The code in <filename>meta/lib/oe/sstatesig.py</filename> shows
two examples of this and also illustrates how you can insert
your own policy into the system if so desired.
This file defines the two basic signature generators
<ulink url='&YOCTO_DOCS_REF_URL;#oe-core'>OE-Core</ulink>
uses: "OEBasic" and "OEBasicHash".
By default, there is a dummy "noop" signature handler enabled
in BitBake.
This means that behavior is unchanged from previous versions.
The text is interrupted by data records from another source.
PR #16790, opened 2022-07-19
Run Ubuntu 22.04 in test matrix

adfoster-r7:
Let's run Ubuntu 22.04 in our test matrix, to catch any OpenSSL v3 regression issues

## Verification

- Code review
- Verify CI passes


lib/msf/core/exploit/remote/kerberos/client/as_request.rb
```diff
@@ -44,7 +44,7 @@ def build_as_pa_time_stamp(opts = {})
               time_stamp = opts[:time_stamp] || Time.now
               pausec = opts[:pausec] || 0
               etype = opts[:etype] || Rex::Proto::Kerberos::Crypto::RC4_HMAC
-              key = opts[:key] || ''
+              key = opts[:key] || OpenSSL::Random.random_bytes(16)
```
adfoster-r7, line 47: OpenSSL 3 throws errors on invalid keys

PR #16796, opened 2022-07-20
Add in exploit for CVE-2022-30333 - path traversal vulnerability in RARLAB UnRAR < 6.12

rbowes-r7:
Create an exploit module for CVE-2022-30333, which is a path-traversal vulnerability in unRAR. This exploit has two targets:

* Zimbra (default) - creates a .rar file that can be emailed to the target Zimbra server, with the payload configured to drop a .jsp file, then waits for that file to exist
* Generic RAR File - creates a .rar with an arbitrary payload that will extract to an arbitrary location

I showed off this exploit in Book Club a few days ago - lots of cleanups since then, including correctly calculating all the necessary CRC32's.

A couple small questions I have...
* To randomize the filename, but set the directory/extension correctly, I store it as three separate settings.. is there a better way to do that?
* I grabbed logic from `multi/handler` to poll till the shell appears, is that okay?
* I ask the user to email the file, rather than doing it myself.. I talked to @smcintyre-r7 a bit, and he thought that's reasonable, but somebody else suggested I use an email mixin. I think the user emailing is better, since Metasploit isn't really a social-engineering platform, but I'm open to changing that
* I created two targets - one specifically for Zimbra and another to make a generic RAR with a payload. Is that sensible?

## Verification

To test the Zimbra target, you obviously need a vulnerable version of Zimbra with a vulnerable version of `unrar` - I can send details or export a VM if it helps. Once that's going, you can use these commands:

```
msf6 > use exploit/linux/fileformat/unrar_cve_2022_30333
msf6 exploit(linux/fileformat/unrar_cve_2022_30333) > set LHOST 10.0.0.146
LHOST => 10.0.0.146
msf6 exploit(linux/fileformat/unrar_cve_2022_30333) > set RHOSTS 10.0.0.154
RHOSTS => 10.0.0.154
msf6 exploit(linux/fileformat/unrar_cve_2022_30333) > exploit

[*] Started reverse TCP handler on 10.0.0.146:4444 
[*] Encoding the payload as a .jsp file
[*] Target filename: ../../../../../../../../../../../../opt/zimbra/jetty_base/webapps/zimbra/public/sbrnabwujh.jsp
[+] payload.rar stored at /home/ron/.msf4/local/payload.rar
[+] File created! Email the file above to any user on the target Zimbra server
[*] Trying to trigger the backdoor @ public/sbrnabwujh.jsp...
[*] Trying to trigger the backdoor @ public/sbrnabwujh.jsp...
[*] Trying to trigger the backdoor @ public/sbrnabwujh.jsp...
[*] Sending stage (3020772 bytes) to 10.0.0.154
[+] Deleted ../../../../../../../../../../../../opt/zimbra/jetty_base/webapps/zimbra/public/sbrnabwujh.jsp
[*] Meterpreter session 1 opened (10.0.0.146:4444 -> 10.0.0.154:51664) at 2022-07-20 13:33:25 -0700

meterpreter > getuid
Server username: zimbra
```

Or, to use the generic target:

```
msf6 exploit(linux/fileformat/unrar_cve_2022_30333) > set TARGET 1
TARGET => 1
msf6 exploit(linux/fileformat/unrar_cve_2022_30333) > set TARGET_PATH '../../../../../../../../../tmp'
TARGET_PATH => ../../../../../../../../../tmp
msf6 exploit(linux/fileformat/unrar_cve_2022_30333) > set TARGET_EXTENSION 'elf'
TARGET_EXTENSION => elf
msf6 exploit(linux/fileformat/unrar_cve_2022_30333) > exploit

[*] Target filename: ../../../../../../../../../tmp/hftb.elf
[+] payload.rar stored at /home/ron/.msf4/local/payload.rar
```

(then, in a shell with a vulnerable version of unrar)

```
ron@fedora ~/tools/unrar $ ./unrar x -o+ ~/.msf4/local/payload.rar
UNRAR 6.11 freeware      Copyright (c) 1993-2022 Alexander Roshal

Extracting from /home/ron/.msf4/local/payload.rar

Extracting  ZEnFEoDkBpQZ                                              OK 
Extracting  ZEnFEoDkBpQZ                                              OK 
All OK
ron@fedora ~/tools/unrar $ file /tmp/hftb.elf 
/tmp/hftb.elf: ELF 64-bit LSB executable, x86-64, version 1 (SYSV), statically linked, no section header
```

### DIFF
--- a/lib/msf/core/exploit/format/rar_symlink_path_traversal.rb
+++ b/lib/msf/core/exploit/format/rar_symlink_path_traversal.rb
@@ -14,11 +14,13 @@ module Msf
         # Encode arbitrary data to be extracted to an arbitrary path on versions of
         # unrar that are affected by CVE-2022-30333
         def encode_as_traversal_rar(symlink_name, target_path, data)
-          unless target_path.length < 0x68
+          # Exactly 104 characters isn't allowed because we need to null-terminate
+          unless target_path.length < 104
             print_error 'The RAR filename target is too long (max length: 103 characters)'
             return nil
           end
 
+          # Data and symlink_name don't need to be null-terminated, just padded
           unless data.length <= 4096
             print_error "The RAR file data is too long (max length: 4096 bytes, it was #{data.length})"
             return nil
@@ -31,13 +33,13 @@ module Msf
 
           # Null terminate the path, pad with NUL bytes, and invert the slashes
           symlink_target = (target_path + "\0").gsub('/', '\\')
-          symlink_target.concat(rand(255).chr) while symlink_target.length < 0x68
+          symlink_target.concat(rand(255).chr) while symlink_target.length < 104
 
           symlink_name = symlink_name.ljust(12, "\0")
 
           # Pad the data to the full length
           while data.length < 4096
-            data.concat(rand(255).chr) # TODO
+            data.concat(rand(255).chr)
           end
 
           # Build a RAR file from pieces, filling in the blanks with our payloads.
--- a/lib/msf/core/exploit/format/rar_symlink_path_traversal.rb
+++ b/lib/msf/core/exploit/format/rar_symlink_path_traversal.rb
@@ -1,0 +1,75 @@
+# Encoding: ASCII-8BIT
+
+module Msf
+  class Exploit
+    module Format
+      # The RarSymlinkPathTraversal mixin provides methods for generating a RAR file
+      # that exploits CVE-2022-30333, which can write an arbitrary file to an arbitrary
+      # location on a Linux filesystem
+      module RarSymlinkPathTraversal
+        def initialize(info = {})
+          super
+        end
+
+        # Encode arbitrary data to be extracted to an arbitrary path on versions of
+        # unrar that are affected by CVE-2022-30333
+        def encode_as_traversal_rar(symlink_name, target_path, data)
+          unless target_path.length < 0x68
+            print_error 'The RAR filename target is too long (max length: 103 characters)'
+            return nil
+          end
+
+          unless data.length <= 4096
+            print_error "The RAR file data is too long (max length: 4096 bytes, it was #{data.length})"
+            return nil
+          end
+
+          unless symlink_name.length <= 12
+            print_error 'The symlink is too long (max length: 12 characters)'
+            return nil
+          end
+
+          # Null terminate the path, pad with NUL bytes, and invert the slashes
+          symlink_target = (target_path + "\0").gsub('/', '\\')
+          symlink_target.concat(rand(255).chr) while symlink_target.length < 0x68
+
+          symlink_name = symlink_name.ljust(12, "\0")
+
+          # Pad the data to the full length
+          while data.length < 4096
+            data.concat(rand(255).chr) # TODO
+          end
+
+          # Build a RAR file from pieces, filling in the blanks with our payloads.
+          # The RAR format is non-free (and complex), so this is the easiest way to
+          # build a payload file
+          rar = "\x52\x61\x72\x21\x1a\x07\x01\x00\xf3\xe1\x82\xeb\x0b\x01\x05\x07\x00\x06\x01\x01\x80\x80\x80\x00"
+
+          # Create the first section (with the symlink), and attach with its CRC32
+          rar_section1 = ''
+          rar_section1.concat("\x94\x01\x02\x03\x78\x00\x04\x00\xa0\x08\x00\x00\x00\x00\x80\x00\x00\x0c")
+          rar_section1.concat(symlink_name) # Symlink filename
+          rar_section1.concat("\x0a\x03\x02\xae\xf0\x37\x1c\x91\x98\xd8\x01\x6c\x05\x02\x00\x68")
+          rar_section1.concat(symlink_target)
+          rar.concat([Zlib.crc32(rar_section1), rar_section1].pack('Va*'))
+
+          # Create the second section (with the data), and attach with its CRC32
+          rar_section2 = ''
+          rar_section2.concat("\x28\x02\x03\x0b\x80\x20\x04\x80\x20\x20")
+          rar_section2.concat([Zlib.crc32(data)].pack('V'))
+          rar_section2.concat("\x80\x00\x00\x0c")
+          rar_section2.concat(symlink_name) # Data filename (same as symlink to overwrite it)
+          rar_section2.concat("\x0a\x03\x02\x00\x36\xe3\x00\x91\x98\xd8\x01")
+          rar.concat([Zlib.crc32(rar_section2), rar_section2].pack('Va*'))
+
+          rar.concat(data)
+
+          # This tail doesn't seem necessary, but I don't want to mess with it
+          rar.concat("\x1d\x77\x56\x51\x03\x05\x04\x00")
+
+          rar
+        end
+      end
+    end
+  end
+end
--- a/lib/msf/core/exploit/format/rar_symlink_path_traversal.rb
+++ b/lib/msf/core/exploit/format/rar_symlink_path_traversal.rb
@@ -35,9 +35,7 @@ module Msf
           symlink_name = symlink_name.ljust(12, "\0")
 
           # Pad the data to the full length
-          while data.length < 4096
-            data.concat(rand(255).chr)
-          end
+          data.concat(rand(255).chr) while data.length < 4096
 
           # Build a RAR file from pieces, filling in the blanks with our payloads.
           # The RAR format is non-free (and complex), so this is the easiest way to
--- a/lib/msf/core/exploit/format/rar_symlink_path_traversal.rb
+++ b/lib/msf/core/exploit/format/rar_symlink_path_traversal.rb
@@ -16,19 +16,16 @@ module Msf
         def encode_as_traversal_rar(symlink_name, target_path, data)
           # Exactly 104 characters isn't allowed because we need to null-terminate
           unless target_path.length < 104
-            print_error 'The RAR filename target is too long (max length: 103 characters)'
-            return nil
+            raise ArgumentError, 'The RAR filename target is too long (max length: 103 characters)'
           end
 
           # Data and symlink_name don't need to be null-terminated, just padded
           unless data.length <= 4096
-            print_error "The RAR file data is too long (max length: 4096 bytes, it was #{data.length})"
-            return nil
+            raise ArgumentError, "The RAR file data is too long (max length: 4096 bytes, it was #{data.length})"
           end
 
           unless symlink_name.length <= 12
-            print_error 'The symlink is too long (max length: 12 characters)'
-            return nil
+            raise ArgumentError, 'The symlink is too long (max length: 12 characters)'
           end
 
           # Null terminate the path, pad with NUL bytes, and invert the slashes
--- a/lib/msf/core/exploit/format/rar_symlink_path_traversal.rb
+++ b/lib/msf/core/exploit/format/rar_symlink_path_traversal.rb
@@ -7,10 +7,6 @@ module Msf
       # that exploits CVE-2022-30333, which can write an arbitrary file to an arbitrary
       # location on a Linux filesystem
       module RarSymlinkPathTraversal
-        def initialize(info = {})
-          super
-        end
-
         # Encode arbitrary data to be extracted to an arbitrary path on versions of
         # unrar that are affected by CVE-2022-30333
         def encode_as_traversal_rar(symlink_name, target_path, data)
--- a/modules/exploits/linux/fileformat/unrar_cve_2022_30333.rb
+++ b/modules/exploits/linux/fileformat/unrar_cve_2022_30333.rb
@@ -73,7 +73,7 @@ class MetasploitModule < Msf::Exploit::Remote
     begin
       rar = encode_as_traversal_rar(datastore['SYMLINK_FILENAME'] || Rex::Text.rand_text_alpha_lower(4..12), datastore['TARGET_PATH'], payload.encoded)
     rescue StandardError => e
-      fail_with(Failure::BadConfig, "Failed to encode RAR file: #{e.to_s}")
+      fail_with(Failure::BadConfig, "Failed to encode RAR file: #{e}")
     end
 
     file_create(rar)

OE-Core uses the "OEBasicHash" signature handler by default
through this setting in the <filename>bitbake.conf</filename>
file:
<literallayout class='monospaced'>
BB_SIGNATURE_HANDLER ?= "OEBasicHash"
</literallayout>
The "OEBasicHash" <filename>BB_SIGNATURE_HANDLER</filename>
is the same as the "OEBasic" version but adds the task hash to
the stamp files.
This results in any
<ulink url='&YOCTO_DOCS_REF_URL;#metadata'>Metadata</ulink>
change that changes the task hash, automatically
causing the task to be run again.
This removes the need to bump
<ulink url='&YOCTO_DOCS_REF_URL;#var-PR'><filename>PR</filename></ulink>
values, and changes to Metadata automatically ripple across
the build.
</para>
<para>
It is also worth noting that the end result of these
signature generators is to make some dependency and hash
information available to the build.
This information includes:
<itemizedlist>
<listitem><para>
<filename>BB_BASEHASH_task-</filename><replaceable>taskname</replaceable>:
The base hashes for each task in the recipe.
</para></listitem>
<listitem><para>
<filename>BB_BASEHASH_</filename><replaceable>filename</replaceable><filename>:</filename><replaceable>taskname</replaceable>:
The base hashes for each dependent task.
</para></listitem>
<listitem><para>
<filename>BBHASHDEPS_</filename><replaceable>filename</replaceable><filename>:</filename><replaceable>taskname</replaceable>:
The task dependencies for each task.
</para></listitem>
<listitem><para>
<filename>BB_TASKHASH</filename>:
The hash of the currently running task.
</para></listitem>
</itemizedlist>
</para>
</section>
<section id='shared-state'>
<title>Shared State</title>
<para>
Checksums and dependencies, as discussed in the previous
section, solve half the problem of supporting a shared state.
The other part of the problem is being able to use checksum
information during the build and being able to reuse or rebuild
specific components.
</para>
<para>
The
<ulink url='&YOCTO_DOCS_REF_URL;#ref-classes-sstate'><filename>sstate</filename></ulink>
class is a relatively generic implementation of how to
"capture" a snapshot of a given task.
The idea is that the build process does not care about the
source of a task's output.
Output could be freshly built or it could be downloaded and
unpacked from somewhere - the build process does not need to
worry about its origin.
</para>
<para>
There are two types of output, one is just about creating a
directory in
<ulink url='&YOCTO_DOCS_REF_URL;#var-WORKDIR'><filename>WORKDIR</filename></ulink>.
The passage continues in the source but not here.